Durante o dia de hoje, os nossos deputados terão finalmente
uma questão verdadeiramente importante para decidir: devem ou não as consoantes
mudas sobreviver? Será que Portugal deixa de ser Portugal e que os portugueses
deixam de ser portugueses se passarmos a escrever sem as consoantes mudas?
Devemos condenar à morte estas periclitantes letrinhas?

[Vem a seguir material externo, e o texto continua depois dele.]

PR #2724, opened 2026-06-19
Migrate D3D11 suite to use the new test registration framework

ahesham-arm:
Contributes to #2181

### DIFF
--- a/test_conformance/common/directx_wrapper/directx_wrapper.cpp
+++ b/test_conformance/common/directx_wrapper/directx_wrapper.cpp
@@ -92,12 +92,12 @@ DirectX11Wrapper::DirectX11Wrapper()
         ++i;
 
         ComPtr<ID3D11Device> device;
-        hr = D3D11CreateDevice(adapter.Get(), D3D_DRIVER_TYPE_HARDWARE, nullptr,
+        hr = D3D11CreateDevice(adapter.Get(), D3D_DRIVER_TYPE_UNKNOWN, nullptr,
                                0, nullptr, 0, D3D11_SDK_VERSION,
                                device.GetAddressOf(), nullptr, nullptr);
         if (FAILED(hr))
         {
-            throw std::runtime_error("Failed to create DirectX 10 device");
+            throw std::runtime_error("Failed to create DirectX 11 device");
         }
 
         devices.push_back({ adapter, device });
--- a/test_conformance/d3d11/main.cpp
+++ b/test_conformance/d3d11/main.cpp
@@ -274,43 +274,32 @@ void TestAdapterEnumeration(
 
      cl_int result;
 
-    HarnessD3D11_TestBegin("cl_device_id Enumeration");
+     log_info("cl_device_id Enumeration\n");
 
-    // get the cl_device_ids for the adapter
-    {
-        result = clGetDeviceIDsFromD3D11KHR(
-            platform,
-            CL_D3D11_DXGI_ADAPTER_KHR,
-            pAdapter,
-            CL_ALL_DEVICES_FOR_D3D11_KHR,
-            0,
-            NULL,
-            &num_adapter_devices);
-        TestRequire(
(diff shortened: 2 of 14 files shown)


marekkozl (approved):
LGTM

joselopeqti:
@ahesham-arm I'm still reviewing it. I'm observing that if a subtest fails, the result is not captured and the overall test counts as passed. I'll post more comments once I finish the review

.github/workflows/presubmit.yml
```diff
@@ -317,7 +317,7 @@ jobs:
                 -DUSE_CL_EXPERIMENTAL=ON \
                 -DGL_IS_SUPPORTED=OFF \
                 -DVULKAN_IS_SUPPORTED=OFF
-          cmake --build build
+          cmake --build build --parallel
```
rjodinchr: Not sure if you really meant to have that change here?

test_conformance/d3d11/main.cpp
```diff
@@ -13,93 +13,263 @@
...
+}
 
-        // run the test on the adapter
-        HarnessD3D11_CreateDevice(pAdapter, &pDevice, &pDC);
+test_status InitD3D11Device(cl_device_id device)
+{
+    if (!is_extension_available(device, "cl_khr_d3d11_sharing"))
+    {
+        return TEST_SKIPPED_ITSELF;
+    }
```
rjodinchr: REQUIRE
```suggestion
    REQUIRE_EXTENSION("cl_khr_d3d11_sharing");
```

rjodinchr (commented):
LGTM overall, but I have not tested it (I don't have a platform to do it)

test_conformance/d3d11/main.cpp
ahesham-arm: Thanks, updated.

.github/workflows/presubmit.yml
ahesham-arm: You're right, removed. Thanks!

lakshmih:
Reviewing, might need changes/

test_conformance/common/directx_wrapper/directx_wrapper.cpp
joselopeqti, line 81: `CreateDXGIFactory1` instead, as DXGI1.1 features are required

test_conformance/common/directx_wrapper/directx_wrapper.cpp
```diff
@@ -92,12 +92,12 @@ DirectX11Wrapper::DirectX11Wrapper()
         ++i;
```
joselopeqti, line 93: Adapters with the flag `DXGI_ADAPTER_FLAG_SOFTWARE` should be skipped

test_conformance/common/directx_wrapper/directx_wrapper.cpp
```diff
@@ -92,12 +92,12 @@ DirectX11Wrapper::DirectX11Wrapper()
...
 
         ComPtr<ID3D11Device> device;
-        hr = D3D11CreateDevice(adapter.Get(), D3D_DRIVER_TYPE_HARDWARE, nullptr,
+        hr = D3D11CreateDevice(adapter.Get(), D3D_DRIVER_TYPE_UNKNOWN, nullptr,
                                0, nullptr, 0, D3D11_SDK_VERSION,
                                device.GetAddressOf(), nullptr, nullptr);
         if (FAILED(hr))
         {
-            throw std::runtime_error("Failed to create DirectX 10 device");
+            throw std::runtime_error("Failed to create DirectX 11 device");
```
joselopeqti, line 100: Instead of throwing an error here, we should keep checking all adapters and only throw if at the end there are no devices.

test_conformance/common/directx_wrapper/directx_wrapper.cpp
joselopeqti, line 89: Use `ReleaseAndGetAddressOf` instead to avoid leaking adapter references.

joselopeqti (changes requested):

Andamos tão entretidos
com questões menores como o desemprego elevado, a emigração galopante e os
cortes definitivos nas pensões que não estamos suficientemente atentos para a
maior ameaça à maneira de viver portuguesa: o Acordo Ortográfico.
Pelo menos, é essa a ideia que fica cada vez que se lê mais
um artigo contra o Acordo Ortográfico. Ainda esta semana, foram publicados
vários deles no jornal Público. Clama-se contra a invasão estrangeira. Brame-se
pelo português de lei. Invectivam-se os traidores da pátria portuguesa. Mas
será que o Acordo Ortográfico nos vai condenar a uma nova Idade Média de trevas
e ignorância? Será que podemos viver normalmente sem consoantes mudas? O que me
parece é que há pelo menos dez boas razões para apoiar o Acordo Ortográfico.

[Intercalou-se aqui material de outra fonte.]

PR #2725, opened 2026-06-24
compiler: Add test for clLinkProgram returning program on linker failure

woodychow:
According to the OpenCL specification (Section 5.6.2), clLinkProgram must return a valid non-zero cl_program object when a linker failure occurs (setting errcode_ret to CL_LINK_PROGRAM_FAILURE). This allows applications to query the build log via clGetProgramBuildInfo to diagnose the linking errors.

1. Começando pelo princípio. Foi Portugal que, em 1911,
alterou a grafia da língua portuguesa sem consultar o Brasil, o que fez com que
passasse a haver duas ortografias para a mesma língua. O Acordo vem resolver
este erro histórico.
2. As alterações do Acordo Orográfico facilitam a
aprendizagem. Quer de crianças, quer de estrangeiros. Por uma razão simples: as
palavras passam a ficar mais próximas da forma como se lêem.

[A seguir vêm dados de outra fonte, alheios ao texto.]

PR #2728, opened 2026-06-25
Format fixes commonfns

Antonios-C:
For replication, setup info:
GCC: 16.1
glibc: 2.43
target architecture build: aarch64
Config used to setup Yocto layers: [Config](https://git.ti.com/cgit/arago-project/oe-layersetup/tree/configs/arago-master-config.txt)

While building Yocto wrynose, recipe in meta-oe layer, following error appears multiple times:

```
test_conformance/commonfns/test_binary_fn.cpp:274:40:   required from here
  274 |         error = test_binary_fn<cl_half>(device, context, queue, num_elems,
      |                 ~~~~~~~~~~~~~~~~~~~~~~~^~~~~~~~~~~~~~~~~~~~~~~~~~~~~~~~~~~
  275 |                                         fnName.c_str(), vecParam,
      |                                         ~~~~~~~~~~~~~~~~~~~~~~~~~
  276 |                                         max_verify<cl_half>);
      |                                         ~~~~~~~~~~~~~~~~~~~~

test_conformance/commonfns/test_binary_fn.cpp:219:72: error: format '%g' expects argument of type 'double', but argument 8 has type 'int' [-Werror=format=]
  219 |                     log_error("x[%d]=%g y[%d]=%g out[%d]=%g, expected %g. "
      |                                                                       ~^
      |                                                                        |
      |                                                                        double
      |                                                                       %d
......
  223 |                               conv_to_flt(out[k]), v, k, i, j, vecSize);
      |                                                    ~
      |                                                    |
      |                                                    int


```
The [commonfns: fix type mismatches across function templates](https://github.com/KhronosGroup/OpenCL-CTS/commit/d85a92794aca418359d60cedc56ad1288e4dbd12) patch fixes the above. This is also the only format error when building, so 
[commonfns: Remove -Wno-format flag](https://github.com/KhronosGroup/OpenCL-CTS/commit/5b099b9c63ebf7b0ded4bc2470326de22c7296a4) re-enables -W-format

### DIFF
--- a/test_conformance/commonfns/test_binary_fn.cpp
+++ b/test_conformance/commonfns/test_binary_fn.cpp
@@ -220,12 +220,15 @@ int max_verify(const T* const x, const T* const y, const T* const out,
                               "(index %d is "
                               "vector %d, element %d, for vector size %d)\n",
                               k, conv_to_flt(x[k]), l, conv_to_flt(y[l]), k,
-                              conv_to_flt(out[k]), v, k, i, j, vecSize);
+                              conv_to_flt(out[k]), conv_to_flt(v), k, i, j,
+                              vecSize);
                 else
                     log_error("x[%d]=%g y[%d]=%g out[%d]=%g, expected %g. "
                               "(index %d is "
                               "vector %d, element %d, for vector size %d)\n",
-                              k, x[k], l, y[l], k, out[k], v, k, i, j, vecSize);
+                              k, conv_to_flt(x[k]), l, conv_to_flt(y[l]), k,
+                              conv_to_flt(out[k]), conv_to_flt(v), k, i, j,
+                              vecSize);
                 return -1;
             }
         }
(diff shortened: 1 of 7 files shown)


rjodinchr (approved):

ahesham-arm (dismissed):

test_conformance/commonfns/test_binary_fn.cpp
```diff
@@ -251,12 +254,15 @@ int min_verify(const T* const x, const T* const y, const T* const out,
...
                               k, conv_to_flt(x[k]), l, conv_to_flt(y[l]), k,
-                              conv_to_flt(out[k]), v, k, i, j, vecSize);
+                              conv_to_flt(out[k]), conv_to_flt(v), k, i, j,
+                              vecSize);
                 else
                     log_error("x[%d]=%g y[%d]=%g out[%d]=%g, expected %g. "
                               "(index %d is "
                               "vector %d, element %d, for vector size %d)\n",
-                              k, x[k], l, y[l], k, out[k], v, k, i, j, vecSize);
+                              k, conv_to_flt(x[k]), l, conv_to_flt(y[l]), k,
```
ahesham-arm, line 263: If the warning/error is complaining that the argument to `%g`, we should use `conv_to_dbl` instead of `conv_to_flt`.

In addition (unrelated to this patch), `conv_to_flt` is wrong. The return value is cast to `float`, but the return type of the function is `double`, so it is immediately promoted to a double.

cc: @rjodinchr

rjodinchr: The warning asked for `double`, but I think it is fine to use `float` with `%g`. It is just the warning message that needs to specify something, and `double` is the default for variadic functions.

I agree there is a bug in `conv_to_flt`, but I believe it should not block that PR.

This is removing warnings from the logs; I think it is fine to merge as it is. Even if it is not perfect, it would definitely be better than the current state.

Antonios-C: I also noticed the behavior of  `conv_to_flt` working on  these patches. https://github.com/KhronosGroup/OpenCL-CTS/pull/2736

ahesham-arm: Thanks for fixing this as well. Agree with @rjodinchr that this shouldn't really block this change.

ahesham-arm (approved):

3. O Acordo Ortográfico apenas afeta um número diminuto de
palavras, cerca de 1,6%. O que significa que as alterações trazidas pelo Acordo
são mínimas face ao português que se escreve.
4. As escolas portuguesas já ensinam conforme o Acordo
Ortográfico. As leis portuguesas já são publicadas conforme o Acordo
Ortográfico. O Governo já governa conforme o Acordo Ortográfico. A maioria dos
jornais já publica conforme o Acordo Ortográfico. Parece impossível, mas tudo
isto acontece sem revolta, dor ou trauma.
5. Entrando no Acordo, é evidente que nunca poderia haver
qualquer acordo com o Brasil para unificar a ortografia que não abrangesse as
consoantes mudas. É que, simplesmente, os brasileiros não as afloram nem as
pronunciam.
6. E quem acha que abdicámos da nossa forma de escrita, é
bom lembrar que o Brasil também cedeu e deixou, por exemplo, de usar o trema em
algumas palavras, como no "u" em linguiça.
7. Há apenas oito países no mundo que têm o português como
língua oficial. E só há duas ortografias, a portuguesa e a brasileira. Chegar a
um consenso quanto à forma de escrever é relativamente fácil. O que é altamente
vantajoso para uma língua falada em quatro continentes por mais de 250 milhões
de pessoas.
8. Numa perspectiva egoísta, o Acordo Ortográfico contribui,
de forma modesta, para que o português do Brasil se mantenha português do
Brasil e não se torne brasileiro. Sim, interessa-nos que o português seja
falado por mais de 200 milhões de pessoas na América do Sul.
9. O Brasil já aplica o Acordo Ortográfico e, ao contrário
do que se diz, não o rasgou nem o rejeitou. Apenas prolongou o período de
transição em que se podem utilizar as duas grafias, a antiga e a nova, que
passou de 2012 para 2015. Aliás, todos os países de língua oficial portuguesa
já ratificaram o Acordo Ortográfico. A única exceção é Angola que, mesmo assim,
tem dado alguns sinais de querer rever a sua posição.
10. Finalmente, um dos argumentos mais repetidos é que não
devemos escrever como os brasileiros porque somos portugueses. Ver telenovelas
brasileiras, tudo bem. Ouvir cantores brasileiros, excelente. Ler romancistas
brasileiros, nada contra. Admirar futebolistas brasileiros, sim senhor. Comer
comida brasileira, é um gosto. Viajar para o Brasil, uma maravilha. Mas
escrever como os brasileiros é que é mortal.